Per un-completed listing on eBay: $49 + s/h :mrgreen:


----------



## Buckster (Dec 7, 2011)

compur said:


> Per un-completed listing on eBay: $49 + s/h :mrgreen:


Actually, I saw a bunch of them going all the way up to about $300.  For some reason though, none actually sold for higher than $12 bucks though...


----------



## compur (Dec 7, 2011)

It's funny, you know.  I go to a lot of yard sales and the sellers sometimes place an eBay printout next to an item showing some outrageously high price for it and the yard sellers are asking a price that is in the same range. They seem quite certain that that is the "value" of the item because they "looked it up on eBay."  And, it's pointless to explain the realities of the situation with them because they'll think you're trying to "rip them off."


----------



## Compaq (Dec 7, 2011)

So, probably not worth too much. Has anyone ever used one of these models? It doesn't look like you can switch lenses, but that's not really a necessity. 50mm on 35mm format might be a little narrow, but I'm not sure how often I'll use it if I buy it. Film isn't that expensive today, and I don't need any expensive film.


----------



## raphaelaaron (Dec 7, 2011)

i have one very similar to that. you have to remember a lot has come in the field of technology for photography. the lenses and build models used in this era are nothing compared to the quality of the builds of today. you'll get okay images, that would end up sub-par ones if placed in digital format. even for a name like zeiss.

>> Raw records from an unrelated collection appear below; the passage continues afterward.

PR #4508, opened 2019-12-19
GEODE-7544 Break dependency on ClassPathLoader

bschuchardt:
Look for the jgroups configuration file using regular class loaders
instead of geode-core's ClassPathLoader.

### For all changes:

- [tests already exist] Have you written or updated unit tests to verify your changes?

### Note:

### DIFF
--- a/geode-core/src/main/java/org/apache/geode/distributed/internal/membership/gms/messenger/JGroupsMessenger.java
+++ b/geode-core/src/main/java/org/apache/geode/distributed/internal/membership/gms/messenger/JGroupsMessenger.java
@@ -91,7 +91,6 @@ import org.apache.geode.distributed.internal.membership.gms.locator.FindCoordina
 import org.apache.geode.distributed.internal.membership.gms.locator.FindCoordinatorResponse;
 import org.apache.geode.distributed.internal.membership.gms.messages.JoinRequestMessage;
 import org.apache.geode.distributed.internal.membership.gms.messages.JoinResponseMessage;
-import org.apache.geode.internal.ClassPathLoader;
 import org.apache.geode.internal.OSProcess;
 import org.apache.geode.internal.cache.DistributedCacheOperation;
 import org.apache.geode.internal.net.SocketCreator;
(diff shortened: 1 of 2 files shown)


geode-core/src/main/java/org/apache/geode/distributed/internal/membership/gms/messenger/JGroupsMessenger.java
```diff
@@ -201,15 +200,24 @@ public void init(Services<ID> s) throws MembershipConfigurationException {
...
     if (config.isMcastEnabled()) {
       r = JGROUPS_MCAST_CONFIG_FILE_NAME;
     } else {
       r = DEFAULT_JGROUPS_TCP_CONFIG;
     }
-    is = ClassPathLoader.getLatest().getResourceAsStream(getClass(), r);
+    ClassLoader contextClassLoader = Thread.currentThread().getContextClassLoader();
+    if (contextClassLoader != null) {
+      is = contextClassLoader.getResourceAsStream(r);
+    }
```
Bill: I see the new code searches first, using the current thread's context `ClassLoader`, and then tries the current class' one. Finally it searches for the resource as a "system resource" (in the classpath).

This seems fine, in the abstract. But I can't tell how it relates to the old code `ClassPathLoader.getLatest().getResourceAsStream()`.

bschuchardt: ClassPathLoader exists to find customer classes in multiple contexts including J2EE servers, Web servers, regular gfsh-launched servers, etc.  Here we only need to find the JGroups configuration file, which will normally be found with ClassLoader.getSystemResourceAsStream(r).  I added the others because you really should look at the thread-context class-loader first and then, why not look at the class-loader for JGroupsMessenger as well (that's where I thought it would be found but I was wrong for the common case).

Bill: thanks @bschuchardt

PR #4509, opened 2019-12-19
Geode 7398 show deployer and deploy time

jinmeiliao:

### For all changes:

### Note:


jinmeiliao:
@jmelchio

geode-core/src/main/java/org/apache/geode/management/internal/configuration/domain/Configuration.java
```diff
@@ -168,80 +164,75 @@ public void toData(DataOutput out) throws IOException {
...
+    cacheXmlContent = DataSerializer.readString(in);
+    propertiesFileName = DataSerializer.readString(in);
+    gemfireProperties = DataSerializer.readProperties(in);
+    HashSet<String> jarNames = DataSerializer.readHashSet(in);
+
+    Version version;
+    try {
+      // after 1.12, we would have version info in the input stream
+      version = Version.fromOrdinal(Version.readOrdinal(in));
+    } catch (Exception e) {
```
demery-pivotal: Is there a gentler way to determine whether there's an ordinal? Some kind of "peek" or "is EOF" test to see if there's more data?

I looked briefly and couldn't find a way, but perhaps I overlooked something.

dschneider-pivotal: DataInput does not have a way. So we would need to cast DataInput to some other class and it is hard to say if it would always be an instance of the other class.

dschneider-pivotal: I think I found a way. Pre 1.12 the jarNames HashSet was never null. So we can use it to determine if we are Pre 1.12 (jarNames !=null) or 1.12 and later (jarNames == null). I will code up this fix.

PR #4513, opened 2019-12-20
GEODE-7609: allow "Squash And Merge" only in GitHub

onichols-pivotal:
DO NOT MERGE yet.  This proposal is still being discussed on the dev list and has not been voted on yet.

This PR changes GitHub settings to make "Squash and merge" the only option for merging a PR.  The other options could be used to bypass our branch protection rules requiring every commit landing on develop to have passed required PR checks.

It also updates the language in the the PR template to relax the mandate to always _initially_ create PRs from a single, squashed commit; instead emphasizing to initially create PRs in whatever way is most amenable to review (such as separating out refactor/rename commits from the actual fix).

### DIFF
--- a/.asf.yaml
+++ b/.asf.yaml
@@ -23,5 +23,5 @@ github:
     merge:   false
     # enable squash button:
     squash:  true
-    # enable rebase button:
-    rebase:  true
+    # disable rebase button:
+    rebase:  false
--- a/.asf.yaml
+++ b/.asf.yaml
@@ -1,0 +1,27 @@
+# Licensed to the Apache Software Foundation (ASF) under one
+# or more contributor license agreements.  See the NOTICE file
+# distributed with this work for additional information
+# regarding copyright ownership.  The ASF licenses this file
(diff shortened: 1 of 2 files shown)


onichols-pivotal:
> Can we change this to default to squash-merge instead?

If GitHub provided such an option, I agree that would be nicer way to solve the problem.  However to the best of my knowledge, GitHub does not currently offer that level of control.  Please refer to https://help.github.com/en/github/administering-a-repository/configuring-commit-squashing-for-pull-requests for details on what is possible to configure.

onichols-pivotal:
This PR was premature given the lack of consensus. I am withdrawing it.

onichols-pivotal:
As this is still being discussed on the dev list, please leave your comments on the dev list, and do not merge this PR unless the is consensus and a successful vote on the dev list.

onichols-pivotal:
Based on dev list discussion, it sounds like the preference is to leave all 3 merge options enabled, therefore this PR is unneeded.

PR #4502, opened 2019-12-18
GEODE-7556: remove membership dependencies on geode-core exeptions

bschuchardt:
Removed use of geode-core exceptions from membership. DistributionImpl now converts membership exceptions into geode-core exceptions where necessary.

Except for MembershipClosedException the new membership exceptions are all checked exceptions. This let me isolate where the exceptions are used and ensure that they're changed into appropriate geode-core exceptions.

MemberShunnedException is now in the membership module instead of the TcpConduit module. It, too, is a checked exception.

CancelCriterion is also removed from use in the membership module. The Stopper in Services.java doesn't need to be a CancelCriterion to function properly.

Several tests had to be modified to handle our stress-test environement.

Thank you for submitting a contribution to Apache Geode.

In order to streamline the review of the contribution we ask you
to ensure the following steps have been taken:

### For all changes:
- [x] Is there a JIRA ticket associated with this PR? Is it referenced in the commit message?

- [x] Has your PR been rebased against the latest commit within the target branch (typically `develop`)?

- [x] Is your initial contribution a single, squashed commit?

- [x] Does `gradlew build` run cleanly?

- [n/a] Have you written or updated unit tests to verify your changes?

- [ ] If adding new dependencies to the code, are these dependencies licensed in a way that is compatible for inclusion under [ASF 2.0](http://www.apache.org/legal/resolved.html#category-a)?

### Note:
Please ensure that once the PR is submitted, check Concourse for build issues and
submit an update to your PR as soon as possible. If you need help, please send an
email to dev@geode.apache.org.

PR #4514, opened 2019-12-20
DRAFT Revert "GEODE-7556: remove membership dependencies on geode-core exeptions"

upthewaterspout:
Reverts apache/geode#4502

These changes seem to have broken the types of exceptions that are thrown when a split brain is detected.


upthewaterspout:
Not needed, @bschuchardt fixed the bug this change introduced.

PR #4538, opened 2019-12-27
GEODE-7626: Break dependency on LocalViewMessage in membership

bschuchardt:
LocalViewMessage was a DistributionMessage executed in an executor owned
by ClusterDistributionmanager.  This arrangement was very convoluted
because CDM only had upstream involvement in membership view
installation.

This PR moves view installation into GMSMembership using a
single-threaded executor similar to what CDM used but without
statistics.  Stats for the view installation thread have never been
useful so I have not retained that functionality.

There are already many tests for view installation, so while I've
modified a couple I haven't added any new tests.

### For all changes:

### Note:


geode-core/src/main/java/org/apache/geode/distributed/internal/membership/gms/GMSMembership.java
```diff
@@ -2107,4 +2111,31 @@ public boolean isReconnectingDS() {
 
   }
 
+
+  static class ViewExecutorBlockHandler implements RejectedExecutionHandler {
```
echobravopapa: Wondering if the access level ought to be specified...

geode-core/src/main/java/org/apache/geode/distributed/internal/membership/gms/GMSMembership.java
```diff
@@ -652,6 +660,10 @@ public GMSMembership(MembershipListener<ID> listener, MessageListener<ID> messag
     this.listener = listener;
     this.messageListener = messageListener;
     this.gmsManager = new ManagerImpl();
+    LinkedBlockingQueue<Runnable> feed = new LinkedBlockingQueue<>();
+    ThreadFactory threadFactory = new LoggingThreadFactory("Geode View Processor");
+    this.viewExecutor = new ThreadPoolExecutor(1, 1, 30,
+        TimeUnit.SECONDS, feed, threadFactory, new ViewExecutorBlockHandler(feed));
```
upthewaterspout: Could this have used LoggingExecutors?

upthewaterspout: Since this is an unbounded queue, do you really need the ViewExecutorBlockHandler? Could you just use the AbortPolicy in the JDK?

bschuchardt: I was trying to capture the config of the old executor but I think you're right, Dan.  I'll get rid of that class and use a simpler executor.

if you want to mimic some good old vintage film looks, invest in a nikon, olympus or pentax slr. the glass on those has (in my opinion) stood the test of time.


----------



## compur (Dec 7, 2011)

raphaelaaron said:


> ... the lenses and build models used in this era are nothing compared to the quality of the builds of today.



 :lmao:


----------



## raphaelaaron (Dec 7, 2011)

compur said:


> raphaelaaron said:
> 
> 
> > ... the lenses and build models used in this era are nothing compared to the quality of the builds of today.
> ...



do you have an objection?


----------



## Proteus617 (Dec 8, 2011)

Compaq-That camera dates from an era when some of the German makers  (Zeiss, Voigtlander) started to hit the skids and the Japanese were  preparing to eat their lunch.  There is much better stuff out there.  That plastic shutter button on the front is a sad sight from a great maker who produced beautiful cameras less than 10 years previously.



raphaelaaron said:


> compur said:
> 
> 
> > raphaelaaron said:
> ...



I would register an objection, but I'm laughing so hard I spit my morning coffee all over my monitor.  Let me clean this up first.


----------



## Compaq (Dec 8, 2011)

Hmmm. It's just - it's affordable  

Any suggestions for other cameras that I could get inexpensively? Budget? Not sure. Let's say max around $200 +- some


----------



## Proteus617 (Dec 8, 2011)

SLR?  Rangefinder?  TLR?  Folder?  Need a meter?  I could give you 50 recommendations in the $50 and under range.  For $200 what you can't afford is a short list.


----------



## raphaelaaron (Dec 8, 2011)

Proteus617 said:


> Compaq-That camera dates from an era when some of the German makers  (Zeiss, Voigtlander) started to hit the skids and the Japanese were  preparing to eat their lunch.  There is much better stuff out there.  That plastic shutter button on the front is a sad sight from a great maker who produced beautiful cameras less than 10 years previously.
> 
> 
> 
> ...



i am beginning to think i was misunderstood. when it comes to lenses built in previous eras, i meant the technology behind the lenses themselves are very much behind. i must have put 'build quality' in there in my absent mindedness. it is finals week at my school and came back from a 12 hour study day. ;p


----------



## Fred Berg (Dec 8, 2011)

It looks very similar to my Voigtländer Vitoret, and probably has a prontor 125 lens set up (though I can't tell from this photo). The comment above about the lack of image quality you can expect from a camera like this comes, I can only assume, from a lack of experience. The fact is that my Vitoret (Lanthar 50mm, 2.8 to 22 with prontor 125) produces crisp and clear photos in both colour and B&W and by using the hyperfocal method of focusing the results are amazing. You might want to invest in rangefinder and a light meter (if you don't already own these) if your guessology isn't so good, otherwise just invest a little time in learning how to get the most out of it.


----------



## Proteus617 (Dec 8, 2011)

RA-I think we are on the same page here.  Great advances have been made in lens design since the 60s, but some classics will still stand up to any modern glass and beat the pants off of most of it.


----------



## Compaq (Dec 8, 2011)

Thanks for all the help... Using the camera shouldn't be a problem, I've used an Olympus OM-10 on several occasions. That's a neat camera!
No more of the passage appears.